Judy Shepard to speak during Telluride’s Gay Ski Week

Judy Shepard to speak during Telluride’s Gay Ski Week

[click “Play” to listen to Judy Shepard’s conversation with Susan]

10521 It’s been a long trip over bumpy roads for the woman who was once a stay-at-home mom and sometimes substitute teacher who enjoyed a game of card with friends. Today her presence in Telluride brings greater urgency to the repeal of Don’t Ask, Don’t Tell and hope to the gay nation.

International spokesperson, activist and executive director of the non-profit that bears her son’s name, Judy Shepard is everywhere you want to be during Gay Ski Week in Telluride.
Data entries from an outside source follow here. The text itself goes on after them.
PR #1504, opened 2022-09-01
Translation release guideline

kifumi:
## Changes
Add the guideline for the release of translation.

### DIFF
--- a/translations/release_guide.md
+++ b/translations/release_guide.md
@@ -36,7 +36,7 @@ Please see [toc.yaml for Japanese](https://github.com/Qiskit/platypus/blob/main/
 When the new translated files are merged, update toc.yaml file as follows.
 1. Copy the lines about new translated and merged files of [toc.yaml](https://github.com/Qiskit/platypus/blob/main/notebooks/toc.yaml) file under `./notebooks/`.
 2. Paste it in the correct position of your toc.yaml file under your language folder `./translations/xx/`.
-3. Translated the titles of the folders if you need.
+3. Translate the titles of the folders if you need.
 4. Remove the title lines of the file if it exists.
 5. Add `-` in front of `id`.
 6. Example: If the file `/ch-states/case-for-quantum` was newly merged, then `toc.yaml` should be changed like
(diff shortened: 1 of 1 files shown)


vabarbosa (approved):
thank you

ilyaspiridonov:
@kifumi @vabarbosa Quick follow-up on this: have you considered using Gitlocalize for the .yaml files? 
here's an experiment: https://gitlocalize.com/repo/7904/ja/notebooks/toc.yaml
and a sample output Gitlocalize generates: 
https://github.com/gitlocalize/platypus/pull/32/files

kifumi:
@ilyaspiridonov  toc.yaml works a kind of switcher which identifies whether the page has the language translation or not.  If the lines regarding the specific file are not exist on toc.yaml, the language switcher is disabled.  We need to delete the lines for which we didn't finish the translation.  So, I think it is better to modify it on github.  @vabarbosa how do you think about it?

ilyaspiridonov:
@kifumi Ah, got it, thanks. In theory, you would only translate the sections of the .yaml file that are needed (and leave the other ones untranslated) - which should still generate a yaml file, but only with the keys that were translated.

vabarbosa:
my apologies for the late reply. the `toc.yaml` is used to define 
- which notebooks to build & publish 
- what order they should be grouped & presented 
- the `title` to use in the navigation
- the `id` to use when generating a unique url to the content

given point (1) the `toc.yaml` has ended up being used like @kifumi suggested, as a way to identify which translations are available & should be published.

however, i was under the impression that GitLocalize was being used for all files to be translated (i.e, .ipynb, .yaml). in any case, if GitLocalize works like @ilyaspiridonov mentions then i dont see a reason not to use it.

> _only translate the sections of the .yaml file that are needed (and leave the other ones untranslated) - which should still generate a yaml file, but only with the keys that were translated_

ilyaspiridonov:
@vabarbosa thanks for the heads-up! Yeah, .yaml files are currently outside of Gitlocalize scope, and my initial though was to make everyone's life easier by processing those via Gitlocalize. But let me run some experiments first to see what the resulting toc.yaml would be

PR #1532, opened 2022-09-07
Fix #411

### LINKED ISSUE #411: [General UI] Strange vertical scrolling on content

1. Go to https://learn.qiskit.org/course/ch-gates/proving-universality#proving
2. Scroll down to the paragraph starting with "With a few Hadamards, we can do the same for" under Section 5
3. Scroll over the code example below the text and see an additional vertical scrolling bar.

When scrolling over the Qiskit code, there is an additional scrolling bar.

There is no need for the additional scrolling bar. Additionally that section should probably be contained in a code block.

### Screenshots (optional but very helpful)
Screen Shot 2021-11-04 at 10 19 04 AM

If applicable, please add screenshots or video captures to help explain the problem.

### Environment (optional but very helpful)
probably all

### Additional context (optional)

Add any other context that could help debug the problem.

ianhellstrom:
## Changes

Moved code in Markdown block to its own code cell with proper imports, so users can execute it.


frankharkins (approved):
Thank you!

PR #1545, opened 2022-09-11
Japanese fix for intro/what-is-quantum.ipynb

kifumi:
Fixed some issues in the transformation from GitLocalize.


0sophy1 (approved):
Thank you @kifumi ! Approve!

PR #1546, opened 2022-09-11
Japanese fix for intro/describing-quantum-computers.ipynb

kifumi:
Fixed issues from translation using GitLocalize.


0sophy1 (approved):
Thank you @kifumi !

PR #1549, opened 2022-09-11
Japanese fix for quantum-machine-learning/encoding.ipynb

kifumi:
Fixed the issues from translation using GitLocalize.


0sophy1 (approved):
Thank you @kifumi ! Approved!

PR #1574, opened 2022-09-20
Add sanity checks to notebooks

frankharkins:
When creating notebooks, the writing should comment on the code outputs. When these notebooks are updated later on (maybe due to package updates or bugfixes), the code outputs can change, and the person updating the notebooks might not (and shouldn't really have to) know what a reasonable output looks like. E.g. for circuit results, is `516` close enough to `541`?. This PR adds the ability for writers to add 'sanity check' cells to notebooks that check the code outputs match what's written in the markdown cells.

## Changes

- Added logic in the converter to filter out code cells with `sanity-check` tags. (d033092b7f7edca7e28ec551cfdd94e6430efcc2)
- Added `_` and `Out` to Pylint builtins. (eef03b658d077e027b51e94b1ed77c89f00f2fe6)
- Added some sanity check cells to `intro/entangled-states`. I chose this notebook as I recognised an occurrance of code/prose mismatch (see screenshot). This notebook was also relatively simple acts as a good example for other contributors. (6d93e73e7148ae617b1ac71ffca37b87ef82956a)
  Screenshot 2022-09-20 at 17 01 34
- Also noticed that the CI runs all the notebooks instead of just the changed notebooks, hopefully have fixed that too. (20362b94d5d17a7def5eafc7e6dfaaafb995a329)

### DIFF
--- a/.github/workflows/test.yml
+++ b/.github/workflows/test.yml
@@ -58,7 +58,7 @@ jobs:
           npm run test:nb
           echo "::endgroup::"
           echo "::group::Run changed notebooks"
-          python3 ./scripts/content_checks/nb_autorun.py ${{ steps.changed-files.outputs.all_changed_files }} --fail-on-warning
+          python3 ./scripts/content_checks/nb_autorun.py ${{ steps.changed-notebooks.outputs.all_changed_files }} --fail-on-warning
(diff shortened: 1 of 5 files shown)


frankharkins:
Going to close while I

PR #1601, opened 2022-10-01
Fix incorrect symbols in formulas

derwind:
## Changes

Fixed incorrect symbols.

## Implementation details

Used `{latex}...` instead of `$...$` when using multiple underscores in formulae.

## Screenshots

Verification image after fix. Preview is done by `npm run buil`d & `npm start`.

- Before fix

before_fix

- After fix

after_fix


frankharkins (approved):
Thank you!

Issue #1602, opened 2022-10-02
Add Bengali and Chinese to Mathigon config


ilyaspiridonov:
### Feature description

Before translations can be made publishable, Bengali and Chinese need to be added (or we need to ensure these two are added) in Mathigon config on the server side under `node_modules/@mathigon/studio/server/data/locales.yaml`
**NB:** 
Bengali needs to be added with language code `bn`
Chinese is probably already there with the language code `cn` - needs to be replaced with `zh-CN` (to support the current path to Chinese translations in the repo) 

### Additional context

Mathigon config is not part of this repo (hence no pull request), however these two language codes need to be included (or someone needs to confirm they are already there on the server side – not the case by default), as otherwise the build will fail when these locales are added in [config.yaml](https://github.com/Qiskit/platypus/blob/main/config.yaml)

vabarbosa:
This repository is no longer maintained. It has been superseded by [IBM Quantum Learning](https://learning.quantum.ibm.com).

PR #1603, opened 2022-10-02
Make [KO],[ES], [PT] translations publishable

ilyaspiridonov:
Made Korean, Spanish and Portuguese translations publishable: 

- updated `config.yaml` to include the three languages in the build;
- added toc.yaml for each of the three languages. Section names are Google-translated.

**NB** Bengali and Chinese can not be added until [#1602](https://github.com/Qiskit/platypus/issues/1602) is resolved.

### DIFF
--- a/config.yaml
+++ b/config.yaml
@@ -5,7 +5,7 @@ domain: learn.qiskit.org
 # privacyURL: /policies
 # googleAnalytics: UA-XXX-XXX
 # banner: (c) Mathigon Ltd
-locales: [en, ja]
+locales: [en, ja, es, ko, pt]
 
 search:
   enabled: false
--- a/translations/es/toc.yaml
+++ b/translations/es/toc.yaml
@@ -1,0 +1,97 @@
+- title: Estados cuánticos y Qubits
+  url: /ch-states
+  sections:
+    - id: introduction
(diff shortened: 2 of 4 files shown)


clausia:
To publish each language, I thought we should follow this guide
https://github.com/Qiskit/platypus/blob/main/translations/release_guide.md

On the other hand, the translated toc.yaml file must be proofread before merging, isn't it?

ilyaspiridonov:
> 

Thank you @clausia,  this PR basically does what is described in the Release Guide. 
This is intended to lower the bar for the community to make new translated textbooks publishable (as right now the project has some notebooks available in 5 languages, but none of those have made it to the production release yet ;) 

Regarding proofreading - good point, I used Google Translate here as the initial translation, and the community can later improve if necessary. 
The translations are only the section titles (not textbook titles and TOC items, as those are parsed directly from the translated textbooks).

vabarbosa (approved):
@ilyaspiridonov thank you for getting this started. i switched the base branch to `feat/translations` (instead of `main`) that way we can set up/generate preview URL with the changes before pushing to main.

0sophy1:
@ilyaspiridonov Thank you so much..!

PR #1616, opened 2022-10-06
Fix latex blocks in lists

frankharkins:
Currently latex display equations do not work inside markdown lists. Currently we work around this using HTML tags within the markdown, but this PR makes a small modification to the converter (just preserving the indentation) to fix the problem.

## Changes

- Modified the converter to preserve indentation of latex blocks.
- Moved the few cases of latex inside lists to markdown instead of HTML.

## Additional details

Tests were failing in the density matrix page due to https://github.com/Qiskit/qiskit-terra/issues/8460, I've reset this notebook to skip the test


vabarbosa:
@frankharkins thanks. i've merged #1617 but this now has merge conflict which i didnt want to attempt to resolve (figured it best if you resolved)

vabarbosa (approved):
thank you!

PR #1617, opened 2022-10-06
fix Deutsch-Jozsa page

frankharkins:
## Changes

Fix some problems that prevented the Deutsch-Jozsa page from running correctly.

- Added the `qiskit-textbook` package as a requirement
- Removed an old widget that relied on an old version of Qiskit
- Added some sanity checks and refreshed the cell outputs


vabarbosa (approved):
LGTM

PR #1627, opened 2015-10-02
Add RailsGuides (Railsガイド) and correct Rails Tutorial in Japanese

yasulab:
I'm co-founder of both projects and would like to add/correct the info :)


yasulab:
Thanks for merging this ;)

PR #1629, opened 2015-10-04
Added C++ Core Guidelines

asm0x:
Citing authors: "The C++ Core Guidelines are a set of tried-and-true guidelines, rules, and best practices about coding in C++"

On Wednesday, February 23, 5:30 – 8 p.m., Capella Telluride hosts “An Evening with Judy Shepard,” an intimate dinner in the Idarado Ballroom of the luxury Mountain Village hotel, where guests learn more about the work of the Matthew Shepard Foundation: social justice, diversity awareness/education, and equality for gay, bisexual and transgender people.

On Thursday, February 24, 2:15 p.m., at the Palm Theatre, Shepard addresses 8 – 12 graders. (The public is welcome.) Later that afternoon, Between the Covers bookstore welcomes Shepard to autograph copies of her New York Times bestseller “The Meaning of Matthew: My Son’s Murder in Laramie, and a World Transformed,” a moving up close and personal look at how her life and the fight for equal rights changed the day her son was killed. That events begins at 4 p.m.
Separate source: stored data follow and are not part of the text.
PR #1636, opened 2015-10-14
Add Postgres official documentation

jwworth:
This is _the_ resource for anyone using Postgres.

### DIFF
--- a/free-programming-books.md
+++ b/free-programming-books.md
@@ -1502,6 +1502,7 @@ See also [TeX](#tex)
 
 
 ### PostgreSQL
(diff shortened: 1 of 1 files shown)


vhf:
I'm hesitating to include this link because it's more a documentation than a book.

jwworth:
Fair point. It's organized like a book, and I saw other official docs in the list already (Python, Django), so I thought it might be useful. Your call!

vhf:
Hmm, I see that now. I think I would prefer to also remove the other official docs. I'll leave this issue open as a reminder, and also because I have not made up my mind yet.

PR #1643, opened 2015-10-17
Added Java for Complete Beginners in courses

Tohoma:
I believe the course is compatible with the criteria


vhf:
Indeed, thanks!

PR #1665, opened 2015-10-27
Added AngularJs and javascript category adjusted in pt-br

gabrielgomesferraz:
I added the category angularjs and think better left javascript only what's pure javascript and when it involves node, jquery and other api divide the category is thus better understanding, even if all are javascript.

### DIFF
--- a/free-programming-books-pt_BR.md
+++ b/free-programming-books-pt_BR.md
@@ -14,9 +14,9 @@
 * [Java](#java)
 * [JavaScript](#javascript)
 * [jQuery](#jquery)
-* [Node.js](#node.js)
 * [LaTeX](#latex)
 * [Lua](#lua)
+* [Node.js](#node.js)
 * [PHP](#php)
 * [Python](#python)
 * [RegEx](#regex)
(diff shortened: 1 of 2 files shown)


onebree:
Your sources needed to be alphabetized within each category.

vhf:
Thank you for this proposition.

I don't really like the idea of mixing frameworks/libraries with languages. It's not a matter of putting them in the same file, rather a matter of not putting them at the same hierarchical level in the index/in the file.

In `free-programming-books.md` we used two approaches. For some languages (e.g. Java), we filed the frameworks/libraries as sub-level titles, both in the content and in the index. For JS, we created a separate file.

What would think of the idea of creating a file named `javascript-frameworks-resources-pt_BR.md` on the same model as `javascript-frameworks-resources.md`, and make a link in the JavaScript category of `free-programming-books-pt_BR.md` pointing to that file?

I think this would be the most consistent way of doing things. I would be happy to discuss this idea here with anyone interested!

gabrielgomesferraz:
Great idea, I would be willing to do it quietly.

gabrielgomesferraz:
Ready, the changes were carried out, please check if everything is okay.

vhf:
Thanks!

PR #1666, opened 2015-10-27
Add Red Gate .NET resources

jrg1381:
We have a free community-sourced book of .NET performance tips ("52 secrets...") and two older tips-and-tricks compilations.


jrg1381:
As you can see, I merged master into my PR.

PR #1667, opened 2015-10-27
Add ebook The Little Go Book

jeanmatheussouto:
Added ebook `The Little Go Book`


onebree:
IMO, you should replace the PDF link to that of the official repo, which will be constantly updated.

https://github.com/karlseguin/the-little-go-book

jeanmatheussouto:
Really better @onebree :+1:

PR #1669, opened 2015-10-27

rvu95:
added unix power tools


onebree:
I am not sure how I feel about this link. The site denotes credit and copyright to OR, but I found the notice below. 

> This CD-ROM is intended for use by one individual. As such, you may make copies for your own personal use. However, you may not provide copies to others, or make this reference library available to others over a LAN or other network. You may not reprint, offer for sale, or otherwise re-use material from this product without the explicit written permission of O'Reilly & Associates, Inc. If you would like to discuss licensing for multiple users, contact service@oreilly.com.

vhf:
Agreed; does not look like a free book.

PR #1696, opened 2015-11-09
Adding a section for Angular 2 and a link to a good resource

rafaelaudy:
Adding a link to the Angular 2 resource compilation repository.
Probably the best link for people learning this new framework. :)


onebree:
Is Angular 2 related to Angular JS? Is it just a version upgrade? If so, I think it should go to the already present AngularJS section.

If not, then never mind this comment. :-)

rafaelaudy:
They are quite different but I guess you are right.
I am going to open another pull request with that link under Angular.js :)

PR #1698, opened 2015-11-10
Add A Brief Introduction to Neural Networks

natehefner:


vhf:
Please replace this URL with the one suggested by the author: http://www.dkriesel.com/en/science/neural_networks

This way, the link won't break when the author updates the PDF URL.

natehefner:
Ah, my fault for overlooking that. Fixed!

vhf:
Thank you! One last thing: please remove the PDF mention, now that the link does not point to a PDF file.

natehefner:
Done, thanks!

PR #1700, opened 2015-11-11
Fix and add Japanese scala contents

yutaono:


vhf:
Thanks! Could you please put "Effective Scala" in alphabetical order?

yutaono:
Sure. I fixed it :)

That day was October 12, 1998. Homophobia made national headlines when Matthew Shepard, a 21-year-old gay college student, was taken from a bar in Laramie, Wyoming, brutally beaten by a pair of bigots and left for dead. The harrowing event inspired a play, Moises Kaufman’s “The Laramie Project,” and one year later a movement and foundation to help prevent similar hate crimes.